- **Instructions for the task**:
Please check every line of the listing for "goes" and copy each line where it is found.

BEGIN Extracted data

PR #310, opened 2024-11-09
[nextjs] Fix path resolution

### LINKED ISSUE #171: withPigment causes tsconfig compiler path option to not work
### Steps to reproduce

1. With a Next.js 13+ project, configure withPigment in next.config.js
2. In the typescript tsconfig.json file, specify the compiler path option of 
`"paths":` {"src/*": ["./src/*"]},`
3. Add an import such as: 
`import {getStateName from 'src/common/utils'`
4 When compiling the next app, the error` EvalError: Cannot find module 'src/common/utils'` will be experienced
5. Eliminating withPigment will eliminate the error (but styles will be broken).  Changing the import to a relative path will correct the error

### Current behavior

Compiler error of `EvalError: Cannot find module `

### Expected behavior

No compiler error

### Context

Use a typescript remapped path

### Your environment

<details>

```
  Don't forget to mention which browser you used.
  Output from `npx @mui/envinfo` goes here.
```
</details>

**Search keywords**: withPigment typescript path Next.js

brijeshb42:
This reverts the previous "fix" and uses the newly available `loaderContext` from unplugin to do path resolution. Previous solution was "hacky" in a sense since at that time, Unplugin did not expose loader's context. So we had to do things manually which did not work reliably. Now that we have "loaderContext" data, it's straighforward to just call `loaderContext.resolve()` with the path and this works as expected.

Tested on our docs and user submitted repro repository.

Fixes #171 

### DIFF
--- a/packages/pigment-css-unplugin/src/index.ts
+++ b/packages/pigment-css-unplugin/src/index.ts
@@ -8,7 +8,7 @@ import {
   transform,
   createFileReporter,
 } from '@wyw-in-js/transform';
-import { asyncResolveFallback, slugify } from '@wyw-in-js/shared';
+import { slugify } from '@wyw-in-js/shared';
 import {
   UnpluginFactoryOutput,
   WebpackPluginInstance,
@@ -25,7 +25,6 @@ import {
   type PluginCustomOptions,
 } from '@pigment-css/react/utils';
 import { styledEngineMockup } from '@pigment-css/react/internal';
-
 import { handleUrlReplacement, type AsyncResolver } from './utils';
 
 type NextMeta = {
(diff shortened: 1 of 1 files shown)


packages/pigment-css-unplugin/src/index.ts
```diff
@@ -344,7 +330,7 @@ export const plugin = createUnplugin<PigmentOptions, true>((options) => {
           };
         }
 
-        const rootPath = process.cwd();
+        const rootPath = projectPath;
```
siriwatknp, line 333: Can you remove this `rootPath` and use `projectPath` directly.

valleywood:
@brijeshb42 How does the release process look like (when will there be a 0.0.27 patch release)?

brijeshb42:
Published new version `0.0.27`.

valleywood:
Thanks @brijeshb42 can confirm all my aliases working again with version `0.0.27` 👍

PR #341, opened 2024-12-04
feat: Implement @pigment-css/theme package

brijeshb42:
At this point, it is just a helper library for extending TS types of the user theme.

This package is a bunch of TS helpers to easily allow users to override the `Theme` type which will be used in `@pigment-css/core` and `@pigment-css/react` packages.

This is the 1st package in v1 series. Next PRs on top will actually use this package.

### DIFF
--- a/packages/pigment-css-theme/tests/theme.spec.ts
+++ b/packages/pigment-css-theme/tests/theme.spec.ts
@@ -1,0 +1,14 @@
+import { t } from '../src';
+
+declare module '../src' {
+  interface Theme {
+    palette: {
+      main: string;
+    };
+  }
+}
+
+t('$palette.main');
+
+// @ts-expect-error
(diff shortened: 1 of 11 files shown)


packages/pigment-css-theme/tests/theme.spec.ts
```diff
@@ -0,0 +1,14 @@
...
+    palette: {
+      main: string;
+    };
+  }
+}
+
+t('$palette.main');
+
+// @ts-expect-error
+t('$palette.secondary');
```
mnajdova, line 14: 😍

mnajdova (approved):
We'll need to be careful with these complex types and make sure we don't get trapped into the TS check performance issues we had in Material UI. I am happy to try and see how it goes :) 

Let's merge it.

PR #350, opened 2024-12-17
fix: use the correct serializer based on the direction value

brijeshb42:
Curently, the assumption was that the rtl css would only be needed as an addon.
Fixed this to always use an explicit direction serializer based on the direction.
Also, the Vite plugin was not passing on the direction information to pre-processor. This has been fixed.

Fixes https://github.com/mui/material-ui/issues/44647

Tested on user's repo with a local build of Pigment.

Screenshot 2024-12-17 at 5 32 20 PM

### DIFF
--- a/packages/pigment-css-react/package.json
+++ b/packages/pigment-css-react/package.json
@@ -73,7 +73,7 @@
     "react": "^18.3.1"
   },
   "peerDependencies": {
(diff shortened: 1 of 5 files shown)


mnajdova (approved):
Logic & tests looks good 👌

PR #364, opened 2025-01-09
fix: spread style object before deleting variants

brijeshb42:
This was mutating the original theme object resulting in different codes for server and client components.

Fixes: https://github.com/mui/material-ui/issues/44675


siriwatknp (approved):
👍

PR #371, opened 2025-01-21
[pigment-core] Create new UI framework independent package

brijeshb42:
### `@pigment-css/core`

1. Supports `css()` and `keyframes()` api
2. Add preprocessor to generate keyframes' correct output
3. `processors/css.ts` encompasses all the core logic that'll be inherited by `styled` in `@pigment-css/react` as well.
4. All generated css are part of different layers `pigment.base`, `pigment.variants` and `pigment.compoundvariants` with preference in the same order.
5. In each `css()` call, users can define how the class name is to be generated instead of this being a top-level pigment config, ie,

```js
// cls's value will be random but deterministic across builds
const cls = css`
  color: red;
`;
```

```js
// cls's value will always be "logo"
const cls = css({className: 'logo'})`
  color: red;
`;
```

#### TODOS

- [ ] `globalCss` implementation


mnajdova (commented):
API surface and fixtures output looks good. Tagging @Janpot or @siriwatknp for a second review.

mnajdova (approved):

packages/pigment-css-core/README.md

END Extracted data

- **Solved exercise**:
  Output from `npx @mui/envinfo` goes here.
We'll need to be careful with these complex types and make sure we don't get trapped into the TS check performance issues we had in Material UI. I am happy to try and see how it goes :) 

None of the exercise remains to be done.